DairyGuy (Customer) asked a question.

Troubleshooting air leakage in a simple pneumatic circuit

I have a cheese press with a very basic circuit:

Air supply and regulator, connected to 5 port manual valve, connected to a double acting cylinder. Operate valve to downward position - press cheese; operate to upward - release cheese. There are 4 identical stations.

 

When in the downward position, some of the valves hiss and wet testing indicates the air is coming from the exhaust port on the valve. Is this normal? Seems like I should not hear leakage, but I am new at this and have not been able to find practical operation information.

 

There is no manual for the press as it was custom built for the person we bought if from.

I have replaced hoses and some fittings to eliminate all of the ones that leaked when I brushed on detergent water.


  • Csantos1 (Customer)

    Can you share information on your 5 way valve an pneumatic components. Some pneumatics pass air through while others don’t. It’s likely your valve has a diagram on the side or back. Let’s see that and the equipments it’s running.

  • Todd Dice (Customer)

    Sounds like the piston seals of your air cylinders are worn out, and likely need replacement.

     

    So, for example, when the cylinder is in the up position, the air at the nose end (where the rod of the cylinder comes out) is pressurized, but air is getting past the seals of the piston, and escaping through the rear hose back to the valve and coming out the valve's exhaust port.

  • Durallymax (Customer)

    X2 on what Todd said, when you have the press down, pull the hose off the valve to rod end and you'll be able to tell if it's from the piston seals on cylinder.

  • DairyGuy (Customer)

    Thanks for the responses. I will definitely do Todd's suggested check, especially since it is not all 4 valves that hiss. Makes a lot of sense. I have Bimba cylinders, and they are the "non-rebuildable" ones. Can they be disassembled and simple things like replace o-rings accomplished?

      • PouchesInc (Customer)

        Ya but automation's air cylinders are loud because they lack all the basic options every other company has. Throwing away a cylinder each time is easily worth being able to hear things when air cylinders are working IMO.

      • PatDaly (Customer)

        Could you give us an example of what you mean? From my experience, the comparable AD cylinder is pretty much an exact copy of the Bimba.

      • Todd Dice (Customer)

        If I had to guess, Pouchesinc means urethane bumpers and air cushions, which reduce noise and increase air cylinder life. Personally, I use Norgren Roundline with ecology seals over Bimba since they come with built-in air cushions.

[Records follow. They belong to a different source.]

PR #6373, opened 2024-08-21
fix(framework): Stop requiring default properties to be specified in outputs

rifont:

* Stop requiring default properties to be specified in step outputs, provider outputs, and trigger payload
  * `json-schema-to-ts` supports `keepDefaultedPropertiesOptional` ([ref](https://github.com/ThomasAribart/json-schema-to-ts?tab=readme-ov-file#objects)) which is now set to `true` for unvalidated data (such as the return value of a `step.delay` step)
  * Add tests to verify the `undefined` properties can be specified for outputs with a `default` value set
* Fix schema validator types

### Screenshots

_BEFORE - properties with a `default` set are required to be specified in outputs_
image

_AFTER - properties with a `default` set are NOT required to be specified in outputs_
image

<details>

</details>

### DIFF
--- a/.cspell.json
+++ b/.cspell.json
@@ -633,6 +633,8 @@
     "unpublish",
     "unsub",
     "untracked",
+    "unvalidated",
+    "Unvalidated",
     "upsert",
     "upserted",
     "upstash",
--- a/packages/framework/src/client.test.ts
+++ b/packages/framework/src/client.test.ts
@@ -8,9 +8,8 @@ import {
   WorkflowNotFoundError,
 } from './errors';
 import { workflow } from './resources';
-import { Event, Step, FromSchema } from './types';
-import { delayOutputSchema, channelStepSchemas } from './schemas';
-import { FRAMEWORK_VERSION, SDK_VERSION, ChannelStepEnum, PostActionEnum } from './constants';
+import { Event, Step } from './types';
+import { FRAMEWORK_VERSION, SDK_VERSION, PostActionEnum } from './constants';
 
 describe('Novu Client', () => {
   let client: Client;
@@ -444,11 +443,11 @@ describe('Novu Client', () => {
 
   describe('executeWorkflow method', () => {
     it('should execute workflow successfully when action is execute and payload is provided', async () => {
-      const delayConfiguration: FromSchema<typeof delayOutputSchema> = { type: 'regular', unit: 'seconds', amount: 1 };
-      const emailConfiguration: FromSchema<(typeof channelStepSchemas)[ChannelStepEnum.EMAIL]['output']> = {
+      const delayConfiguration = { unit: 'seconds', amount: 1 } as const;
+      const emailConfiguration = {
         body: 'Test Body',
         subject: 'Subject',
-      };
+      } as const;
       const newWorkflow = workflow('test-workflow', async ({ step }) => {
         await step.email('send-email', async () => emailConfiguration);
         await step.delay('delay', async () => delayConfiguration);
@@ -515,7 +514,7 @@ describe('Novu Client', () => {
       expect(amount).toBe(delayConfiguration.amount);
       expect(delayExecutionResult.providers).toEqual({});
       const type = delayExecutionResult.outputs.type;
-      expect(type).toBe(delayConfiguration.type);
+      expect(type).toBe('regular');
     });
 
     it('should compile default control variable', async () => {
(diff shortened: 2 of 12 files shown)


packages/framework/src/types/step.types.ts
```diff
@@ -173,47 +173,62 @@ export type ChannelStep<
 ) => StepOutput<T_Result>;
 
 export type EmailOutput = FromSchema<(typeof channelStepSchemas)[ChannelStepEnum.EMAIL]['output']>;
+export type EmailOutputUnvalidated = FromSchemaUnvalidated<
+  (typeof channelStepSchemas)[ChannelStepEnum.EMAIL]['output']
+>;
```
rifont, line 187: I am adding these `Unvalidated` types as new types because most of the time, type consumers of `@novu/framework` will need the validated types which don't have the `Unvalidated` suffix. We already have a number of places using the validated types, so I've opted not to update them both for the stated reason above regarding usage, and to avoid a large number of file changes.

packages/framework/src/client.test.ts
```diff
@@ -515,7 +514,7 @@ describe('Novu Client', () => {
       expect(amount).toBe(delayConfiguration.amount);
       expect(delayExecutionResult.providers).toEqual({});
       const type = delayExecutionResult.outputs.type;
-      expect(type).toBe(delayConfiguration.type);
+      expect(type).toBe('regular');
```
rifont, line 517: This file just has some tidy up and also tests the `delay` step without needing to provide the `type` property, which initially highlighted the bug.

.cspell.json
```diff
@@ -633,6 +633,8 @@
     "unpublish",
     "unsub",
     "untracked",
+    "unvalidated",
+    "Unvalidated",
```
antonjoel82, line 637: ❓ **question:** Does capitalization matter?‏

packages/framework/src/types/schema.types.ts
```diff
@@ -3,8 +3,37 @@ import zod from 'zod';
 
 export type JsonSchema = JSONSchema;
 
+/**
+ * A JSONSchema or a ZodSchema.
```
antonjoel82: 💭 **thought (non-blocking):** Not sure that this comment clarifies anything -- will we just add another "or ___" when we add a new schema type? Instead, perhaps we can explain what the purpose is of a `Schema`?‏

packages/framework/src/types/step.types.ts
```diff
@@ -173,47 +173,62 @@ export type ChannelStep<
...
 export type InAppResult = FromSchema<(typeof channelStepSchemas)[ChannelStepEnum.IN_APP]['result']>;
 
 export type DelayOutput = FromSchema<(typeof actionStepSchemas)[ActionStepEnum.DELAY]['output']>;
+export type DelayOutputUnvalidated = FromSchemaUnvalidated<(typeof actionStepSchemas)[ActionStepEnum.DELAY]['output']>;
 export type DelayResult = FromSchema<(typeof actionStepSchemas)[ActionStepEnum.DELAY]['result']>;
 
 export type digestRegularOutput = FromSchema<typeof digestRegularOutputSchema>;
+export type digestRegularOutputUnvalidated = FromSchemaUnvalidated<typeof digestRegularOutputSchema>;
 export type digestTimedOutput = FromSchema<typeof digestTimedOutputSchema>;
+export type digestTimedOutputUnvalidated = FromSchemaUnvalidated<typeof digestTimedOutputSchema>;
```
antonjoel82: ✏ **suggestion:** Perhaps we can deprecate the old ones and fix capitalization of the types here?‏

SokratisVidros (approved):

.cspell.json
rifont: Yes 😓

packages/framework/src/types/schema.types.ts
rifont: Great callout, I added a description and converted into a list view for easier extensibility.

packages/framework/src/types/step.types.ts
rifont: Thanks for highlighting this. I decided to update everything to have consistent capitlization. Deprecating is not needed as these uncapitlized types will almost certainly be used only by us.

In the rare case that any consumers are using the uncapitlized types, they will be greeted with a suggestion to use the new type:
image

      • PatDaly (Customer)

        I think you are right, my logic is I only use Bimba or eqv. for basic movements where I need to do it cheap. We used to use them by the hundreds and they were treated as a commodity item. Anything that required control over the actual motion got a rebuildable, full monte cylinder.

         

        Just how you look at things I guess.

      • Todd Dice (Customer)

        When I read OP's post, they're compressing cheese. When I invision that, I see the cylinder being "cushioned" by the object, so end of stroke cushion "may not" be necessary. And if one has flow controls on both ports, the air cylinder could retract at such a speed to reduce noise and increase cylinder life. My guess is OP's application is such that AD'a round cylinders will be an OK choice.